# Crime



## Ralpho (Dec 3, 2013)

Hi All,

Good morning, hope you are having a nice weekend, I was just hoping to find out and clarify some issues.

We are moving over to Alentejo in March and I have heard from a few people that there is quite a high crime rate there, would it be possible to find out if this is true?

Or would anyone have any weblinks to show the statistics, I have looked online but there does not seem to be very much information on this matter.

Kindest Regards

Owen


----------



## canoeman (Mar 3, 2011)

These are two major police sites
GNR Guarda Nacional Republicana
Policia de Segurança Publica :: Homepage

Statistics wouldn't even know where to start, might be somewhere in the useful links at bottom of sites


----------



## Liesbetje (Aug 12, 2011)

I don't know about official number, but where I am in Alentejo one does not often hear anything about crime… Or maybe I'm just not listening carefully ;-)


----------



## Ralpho (Dec 3, 2013)

Hi,

Thank you for your quick responses, it is very much appreciated.

It is also great to hear that regarding Alentejo, the reason i was a little concerned is because the property we are moving to is quite a far distance from the nearest town and any neighbours.

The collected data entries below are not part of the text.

PR #10261, opened 2024-04-26
[cssom-view] Fix offsetParent to refer to effective zoom as a stopping point

### LINKED ISSUE #10252: [cssom-view] offsetParent zoom handling seems wrong.
https://drafts.csswg.org/cssom-view/#dom-htmlelement-offsetparent has:

> The element has a non-default used value of [zoom](https://drafts.csswg.org/css-viewport-1/#propdef-zoom).

But afaict that's not what's implemented in engines. What's implemented is "The element has a different used value of "zoom".

Is my read of the WebKit / Blink code correct @chrishtr? If so we should update the spec. We have tests that depend on that difference.

chrishtr:
Fixes #10252.

### DIFF
--- a/cssom-view-1/Overview.bs
+++ b/cssom-view-1/Overview.bs
@@ -1555,7 +1555,7 @@ The <dfn attribute for=HTMLElement>offsetParent</dfn> attribute must return the 
 1. Let <var>ancestor</var> be the parent of the element in the <a>flat tree</a> and repeat these substeps:
     1. If <var>ancestor</var> is <a>closed-shadow-hidden</a> from the element and its computed value of the 'position' property is ''position/fixed'', terminate this algorithm and return null.
     1. If <var>ancestor</var> is not <a>closed-shadow-hidden</a> from the element and satisfies at least one of the following, terminate this algorithm and return <var>ancestor</var>.
-        * The ancestor is a containing block of absolutely-positioned descendants (regardless of whether there are any absolutely-positioned descendants).
+        * <var>ancestor</var> is a containing block of absolutely-positioned descendants (regardless of whether there are any absolutely-positioned descendants).
         * The element has a different [=effective zoom=] than <var>ancestor</var>
         * It is <a>the <code>body</code> element</a>.
         * The computed value of the 'position' property of the element is ''static'' and the ancestor is one of the following <a>HTML elements</a>: <code>td</code>, <code>th</code>, or <code>table</code>.
--- a/cssom-view-1/Overview.bs
+++ b/cssom-view-1/Overview.bs
@@ -1556,7 +1556,7 @@ The <dfn attribute for=HTMLElement>offsetParent</dfn> attribute must return the 
     1. If <var>ancestor</var> is <a>closed-shadow-hidden</a> from the element and its computed value of the 'position' property is ''position/fixed'', terminate this algorithm and return null.
     1. If <var>ancestor</var> is not <a>closed-shadow-hidden</a> from the element and satisfies at least one of the following, terminate this algorithm and return <var>ancestor</var>.
         * <var>ancestor</var> is a containing block of absolutely-positioned descendants (regardless of whether there are any absolutely-positioned descendants).
-        * The element has a different [=effective zoom=] than <var>ancestor</var>
+        * The element has a different [=effective zoom=] than <var>ancestor</var>.
         * It is <a>the <code>body</code> element</a>.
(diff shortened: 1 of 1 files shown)


cssom-view-1/Overview.bs
```diff
@@ -1556,7 +1556,7 @@ The <dfn attribute for=HTMLElement>offsetParent</dfn> attribute must return the
     1. If <var>ancestor</var> is <a>closed-shadow-hidden</a> from the element and its computed value of the 'position' property is ''position/fixed'', terminate this algorithm and return null.
     1. If <var>ancestor</var> is not <a>closed-shadow-hidden</a> from the element and satisfies at least one of the following, terminate this algorithm and return <var>ancestor</var>.
         * The element is a containing block of absolutely-positioned descendants (regardless of whether there are any absolutely-positioned descendants).
```
emilio, line 1558: Pre-existing, but this is a bit confusing, because `the element` above means "the element you call offsetParent on", but here means `<var>ancestor</var>`.

Maybe change it to `* <var>ancestor</var> is a containing block ...` to be explicit?

cssom-view-1/Overview.bs
```diff
@@ -1556,7 +1556,7 @@ The <dfn attribute for=HTMLElement>offsetParent</dfn> attribute must return the
...
-        * The element has a non-default used value of 'zoom'.
+        * The element has a different [=effective zoom=] than its parent.
```
emilio, line 1559: This is not right, is it? You want something like: ` * <var>ancestor</var> has a different [=effective zoom=] than the element.` Or ` * The element has a different [=effective zoom=] than <var>ancestor</var>`

emilio (approved):
Looks good with it clarified a bit.

cssom-view-1/Overview.bs
chrishtr, line 1559:
```suggestion
        * The element has a different [=effective zoom=] than <var>ancestor</var>
```

cssom-view-1/Overview.bs
chrishtr, line 1558:
```suggestion
        * The ancestor is a containing block of absolutely-positioned descendants (regardless of whether there are any absolutely-positioned descendants).
```

cssom-view-1/Overview.bs
```diff
@@ -1555,8 +1555,8 @@ The <dfn attribute for=HTMLElement>offsetParent</dfn> attribute must return the
 1. Let <var>ancestor</var> be the parent of the element in the <a>flat tree</a> and repeat these substeps:
     1. If <var>ancestor</var> is <a>closed-shadow-hidden</a> from the element and its computed value of the 'position' property is ''position/fixed'', terminate this algorithm and return null.
     1. If <var>ancestor</var> is not <a>closed-shadow-hidden</a> from the element and satisfies at least one of the following, terminate this algorithm and return <var>ancestor</var>.
-        * The element is a containing block of absolutely-positioned descendants (regardless of whether there are any absolutely-positioned descendants).
-        * The element has a non-default used value of 'zoom'.
+        * The ancestor is a containing block of absolutely-positioned descendants (regardless of whether there are any absolutely-positioned descendants).
```
chrishtr, line 1558:
```suggestion
        * <var>ancestor</var> is a containing block of absolutely-positioned descendants (regardless of whether there are any absolutely-positioned descendants).
```

cssom-view-1/Overview.bs
```diff
@@ -1555,8 +1555,8 @@ The <dfn attribute for=HTMLElement>offsetParent</dfn> attribute must return the
 1. Let <var>ancestor</var> be the parent of the element in the <a>flat tree</a> and repeat these substeps:
     1. If <var>ancestor</var> is <a>closed-shadow-hidden</a> from the element and its computed value of the 'position' property is ''position/fixed'', terminate this algorithm and return null.
     1. If <var>ancestor</var> is not <a>closed-shadow-hidden</a> from the element and satisfies at least one of the following, terminate this algorithm and return <var>ancestor</var>.
-        * The element is a containing block of absolutely-positioned descendants (regardless of whether there are any absolutely-positioned descendants).
-        * The element has a non-default used value of 'zoom'.
+        * <var>ancestor</var> is a containing block of absolutely-positioned descendants (regardless of whether there are any absolutely-positioned descendants).
+        * The element has a different [=effective zoom=] than <var>ancestor</var>
```
chrishtr, line 1559:
```suggestion
        * The element has a different [=effective zoom=] than <var>ancestor</var>.
```

PR #10270, opened 2024-04-30
[css-spec-viewport-1] updated the values for zoom property

dletorey:
I feel that the `values` for CSS `zoom` property are in need of updating to reflect the actual values being used in browser. 

I could of course be totally wrong here, new to this.

[zoom property on MDN](https://developer.mozilla.org/en-US/docs/Web/CSS/zoom)

[zoom property on drafts CSSWG](https://drafts.csswg.org/css-viewport/#zoom-property)

### DIFF
--- a/css-viewport/Overview.bs
+++ b/css-viewport/Overview.bs
@@ -398,7 +398,7 @@ Note: 'zoom' does not affect or prevent 'transform' scaling.
 
 <pre class="propdef">
 	Name: zoom
-	Value: <<number [0,∞]>> || <<percentage [0,∞]>>
+	Value: normal | reset | <<number [0,∞]>> || <<percentage [0,∞]>>
 	Initial: 1
 	Applies to: all <<length>> property values of all elements
 	Inherited: no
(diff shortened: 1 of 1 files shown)


fantasai (changes requested):
It looks like all browsers do support `normal` as equal to `1`, so maybe we should add it to the spec as computing to `1`. [[testcase](https://www.software.hixie.ch/utilities/js/live-dom-viewer/?%3C!DOCTYPE%20html%3E%0AZOOM%0A%3Cdiv%20style%3D%22zoom%3A%202%22%3E%0A%20%20ZOOM%0A%20%20%3Cdiv%20style%3D%22zoom%3A%202%3B%20zoom%3A%20normal%22%3EZOOM%3C%2Fdiv%3E%0A%3C%2Fdiv%3E)]

`reset` doesn't seem to be supported by anyone though [[testcase](https://www.software.hixie.ch/utilities/js/live-dom-viewer/?%3C!DOCTYPE%20html%3E%0AZOOM%0A%3Cdiv%20style%3D%22zoom%3A%202%22%3E%0A%20%20ZOOM%0A%20%20%3Cdiv%20style%3D%22zoom%3A%202%3B%20zoom%3A%20reset%22%3EZOOM%3C%2Fdiv%3E%0A%3C%2Fdiv%3E)], and from the MDN data seems to have been removed. So we probably shouldn't add it.

lilles:
Tests already cover the resolution:

https://wpt.fyi/results/css/css-viewport/zoom/parsing/zoom-computed.html
https://wpt.fyi/results/css/css-viewport/zoom/parsing/zoom-valid.html

PR #1, opened 2017-01-11
One Piece, WWHD+missing filter

Darkemaste:
Added One Piece and WWHD graphic packs, updated existing WWHD packs with missing filter.


RHY3756547:
You can apply multiple rule sets at once. That is, you can have one folder for reduced bloom, and activate the re-scaling ones separately. Would be much better than having a ton of different packs.

Darkemaste:
I see, thanks.

slashiee:
okay, a few things: 
- formatting in one piece seems fucked, there's spaces in between commands
- i'm not gonna accept the no bloom versions of wind waker, i don't really want nintendo to be on my ass just because i'm including one of their shaders
- you need to use the proper game name for one piece for the readme
other than that, it seems good

PR #2, opened 2017-01-11
[MK8] Add "/meta/"less id, fullres alpha, MKTV, fix race end graphic

RHY3756547:
4K alpha (i'm using a 1080p monitor):
image

4K in MKTV:
image

Excludes the format used by the backgrounds used at the end of VS Mode/Grand Prix, so they don't appear black.

Also ends up removing the gamepad rescale. I think that should be in a separate pack, as in most cases users won't be looking at the gamepad in this game, and rendering it at a higher res would just burn GPU cycles.

### DIFF
--- a/MK8_1080p/rules.txt
+++ b/MK8_1080p/rules.txt
@@ -1,16 +1,43 @@
 [Definition]
-titleIds = 000500001010ec00,0005000e1010ed00,0005000e1010eb00
-name = "Mario Kart 8 - 1080p"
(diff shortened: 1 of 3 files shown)


slashiee:
Thinking about it, removing gamepad scaling would be for the better. I'll make a separate commit to this repo that gets rid of the gamepad scaling.
Also, I would probably show examples of issues that are fixed, if possible.

PR #3, opened 2017-01-12
[Graphics Packs] Add graphic packs for various titles.

Darkemaste:
4K screenshots for a few included titles (I'm using a 1440p monitor)
opuwr1
ttt2
stz1
ftsp
ssprr

Note: Star Fox Zero uses custom resolutions for both the TV and Gamepad, I've already fixed the TV resolution but not the gamepad resolution. (Both TV resolutions are required!) 
Also possibly requires a filter/rule for objects in the loading screen and  pause screen when using higher resolutions.


slashiee:
Do you think you can combine all the commits into one single commit? There's way too many here. Other than that, it seems okay to me.

slashiee:
Nevermind, I figured out how to squash them.

PR #8, opened 2017-01-17
MK8 2P & 4P MP Res

Darkemaste:
Mario Kart 8 split-screen magic revealed-

4 Player Multiplayer at native resolution
mk84p-native

4 Player Multiplayer at half-width 1440p (2K)
mk84p-2k

4 Player Multiplayer at half-width 2160p (4K)
mk84p-4k

### DIFF
--- a/Quality/MK8_1080p/rules.txt
+++ b/Quality/MK8_1080p/rules.txt
@@ -18,6 +18,22 @@ formatsExcluded = 0x41A # exclude obvious textures
 overwriteWidth = 960
 overwriteHeight = 540
 
+# Multiplayer-Mode Resolution (2p)
+[TextureRedefine]
+width = 640
+height = 720
+formatsExcluded = 0x41A # exclude obvious textures
+overwriteWidth = 960
+overwriteHeight = 1080
+
+# Multiplayer-Mode Resolution (4p)
+[TextureRedefine]
+width = 640
+height = 360
+formatsExcluded = 0x41A # exclude obvious textures
+overwriteWidth = 960
+overwriteHeight = 1080
+
 # MKTV screen
 [TextureRedefine]
 width = 960
--- a/Quality/MK8_1080p/rules.txt
+++ b/Quality/MK8_1080p/rules.txt
@@ -26,14 +26,6 @@ formatsExcluded = 0x41A # exclude obvious textures
 overwriteWidth = 960
 overwriteHeight = 1080
 
-# Multiplayer-Mode Resolution (4p)
-[TextureRedefine]
-width = 640
-height = 360
-formatsExcluded = 0x41A # exclude obvious textures
-overwriteWidth = 960
-overwriteHeight = 1080
-
 # MKTV screen
 [TextureRedefine]
 width = 960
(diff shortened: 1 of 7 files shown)


Quality/MK8_1080p/rules.txt
```diff
@@ -18,6 +18,22 @@ formatsExcluded = 0x41A # exclude obvious textures
...
+overwriteWidth = 960
+overwriteHeight = 1080
+
+# Multiplayer-Mode Resolution (4p)
+[TextureRedefine]
+width = 640
+height = 360
+formatsExcluded = 0x41A # exclude obvious textures
+overwriteWidth = 960
+overwriteHeight = 1080
```
RHY3756547: Shouldn't this be lower than the width? Should be half.

ALSO: this conflicts with the half alpha res rule. Here are two possibilities

- Assume half-alpha rule will deal with 4p render target, but at great performance cost (at 4k, you'd be pushing 4x 4k targets)
- Make half res target rescale to half of the target resolution. Will make single player use half res alpha like the original game, but at least it won't be half of 720p.
- Different graphics packs for 4p multiplayer and single player.

Have these sizes been verified with a graphics debugger? I thought they might actually be uneven due to the black bars.

Darkemaste: I didn't notice black bars or anything of the sort after extensively testing 1440p both 4K 2P and 4P multiplayer tbh, though I probably should of included screenshots as well. (will add a few soon) 
As far as half-width and normal height for 4P multiplayer it seems thats what Nintendo was already doing for 720p in perfstudio so it only seemed logical to do the same half width-normal res for other target resolutions. 
I didn't notice the conflict specifically for 4P MP and half-res alpha though, I'll look into possible solutions.

theboy181:
Will these work with the updated mk8 v4.1? Gfxpacks don't appear to be working. I think nintendo changed the internal resolution or cemu is broken.

Quality/MK8_1080p/rules.txt
RHY3756547: Your current screenshots are supersampling vertical due to the incorrect height setting I pointed out. You can see it on the 1440p screenshots.

I'm not sure how overwriting rules work in different files, it might help if exzap added some kind of order number to assign to graphics packs so that certain ones could overwrite others on demand. (eg. a multiplayer texture rule would overwrite full-res alpha one in the normal texture pack when enabled)

RHY3756547:
For graphics packs to work your game ID must be in the title ids section. If your dump is missing the meta folder, it will look something like:

ffffffff85887bc1

You can see this number in the log file cemu generates, if you have logging enabled. Add that to your graphics pack.

Quality/MK8_1080p/rules.txt
Darkemaste: Alright I see what happened with the "conflict", I wasn't using the current half-res alpha rule in my own Cemu graphic pack folder when I was trying to fix MK8 4 player multiplayer resolution. Apparently my "4P multiplayer" rule isn't needed as the existing half-res alpha rule also fixes the same issue. 
Tbh I wanted to keep the half-width normal height format(?) used for 2 player splitscreen/multiplayer in 4 player splitscreen/multiplayer but I'll just make a higher res graphic pack instead and avoid any potential half-res issues all together.

slashiee:
Everything seems good here. Merged.

PR #21, opened 2017-01-22
XCX reduced bloom

getdls:
Reduced bloom for XCX (same approach as zelda)
Only verified on Nvidia

### DIFF
--- a/Enhancements/XCX_reducedBloom/2a706eb8eef36208_00000000000003ca_ps_source.txt
+++ b/Enhancements/XCX_reducedBloom/2a706eb8eef36208_00000000000003ca_ps_source.txt
@@ -1,0 +1,85 @@
+#version 400
+#extension GL_ARB_texture_gather : enable
+
+const float bloomFactor = 0.7; // bloom strength
+
+// shader 2a706eb8eef36208
+uniform ivec4 uf_remappedPS[1];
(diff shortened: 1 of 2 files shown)


slashiee:
No shader mods allowed. I don't want my ass fucked by Nintendo.

slashiee:
I could possibly make a No Bloom out of this, though.

```
// Tex0 addr 0xf470a000 res 1280x720x1 dim 1 tm: 4 format 0816 compSel: 0 1 2 5 mipView: 0x0 (num 0x1) sliceView: 0x0 (num 0x1) Sampler0 ClampX/Y/Z: 2 2 2 border: 0
// Tex1 addr 0x25e75000 res 16x16x16 dim 2 tm: 7 format 001a compSel: 0 1 2 3 mipView: 0x0 (num 0x1) sliceView: 0x0 (num 0x10) Sampler1 ClampX/Y/Z: 2 2 2 border: 0
```

getdls:
Would be it anything but a on/off solution? There's also reflection/"spectacular lights" 
Either way won't the whole vs/ps copyright problem go away with diff patching? I thought that was being looked into. 

```
#[TextureRedefine]# Probe beacon glow. secondary fill glow general, doesn't scale well		
#width =	80	#
#height =	46	#
#formatsExcluded = 0x816  #fix probe glow		
#overwriteWidth =	240	#
#overwriteHeight =	135	#

```
```
#[TextureRedefine]# secondary glow general (quarter res dof wider), doesn't scale well		
#width =	160	#
#height =	90	#
#formatsExcluded = 0x816  #fix probe glow over sharpen		
#overwriteWidth =	480	#
#overwriteHeight =	270	#
```

slashiee:
Hmm, I might allow shader mods again. I feel like nothing significant might really happen.

getdls:
You could do a shader mod fork. If there's a shakedown notice, it's less likely cemu_graphic_packs gets locked.

PR #26, opened 2017-02-03
Added Super Mario Maker and change color splash name

Gabryxx7:
Added Super Mario Maker 1080p, 1440p, 2160p and Gamepad as well. There
are some issues though. I also renamed color splash to Paper Mario Color
Splash and added tv and gamepad comments.


slashiee:
Super Mario Maker was removed due to the fact that NSMBU mode wasn't working. It will be added back once we can figure out how to fix this issue. The name change for Color Splash is pretty unnecessary as well. I will fix the issue with the gamepad names though.

PR #44, opened 2017-04-11
Breath of the Wild HiResShadows Fix

Dat1AZNBanana:
fix from info from the megathread on reddit


slashiee:
I don't see any changes.

PR #48, opened 2017-04-30
[Multiple] Get rid of 0x001 FMV Exclude

slashiee:
[Cemuhook](http://sshnuke.net/cemuhook/) uses -16 width now for MP4 videos, plus it appears that it's 1280 check was removed from it as well. Haven't tested much games yet, will need someone to test games that I don't have on me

Thank you for your input to my question.

Kindest Regards


----------



## Ralpho (Dec 3, 2013)

Thank you once again canoe man, you have been a great help

Hope you have a great day.

Kindest Regards


----------



## Liesbetje (Aug 12, 2011)

Ralpho said:


> Hi,
> 
> Thank you for your quick responses, it is very much appreciated.
> 
> ...


Hi Ralpho,

If this is your permanent home, I don't think you should worry. I have heard stories about remote holiday places that ended up completely empty and wrecked when the owners got there after being away for a month. I picked a house in the center of town as my holiday home, hope I'll always come home to a house in a good state…fingers crossed. Anyways, good luck with your move!!! Alentejo is lovely!!


----------



## canoeman (Mar 3, 2011)

Even so Portuguese are also quite security conscious possibly because they don't believe that much in insurance, frequently to see lower level windows barred even decoratively and a very good range of locks to doors


----------



## coati (Sep 12, 2012)

Crime - about zero here in Ourique, mind you the population is sheep mainly.


----------



## Ralpho (Dec 3, 2013)

haha thanks a lot Coati, it has put my mind at rest, i had heard some stories over the past few days and this has put my mind at rest.


----------



## AidanMcK (Nov 21, 2011)

According to some locals we talked to this summer in some villages around Evora, northern Alentejo, crime was non-existent also. Of course it's hard to know for sure. What are these stories you've been hearing? Anything to worry about? Good to hear Ourique sounds safe also.


----------



## coati (Sep 12, 2012)

We are out in the Montado 6 km out as are most brits we know here. I used to live in Zambia close to the Zaire border, where every night there were big guns everywhere.
NO COMPARISON safer than UK IMHO. BUT that doesnt mean dropping your guard, you can find bad folk anywhere. People always try to frighten expats with stories and forum comments. I and my wife walked hundreds of kilometres through Central and South America where we were told we would die instantly, we didnt; indeed the only criminal we met was an aged SCOTSMAN selling drugs out of a basket on his bike!


----------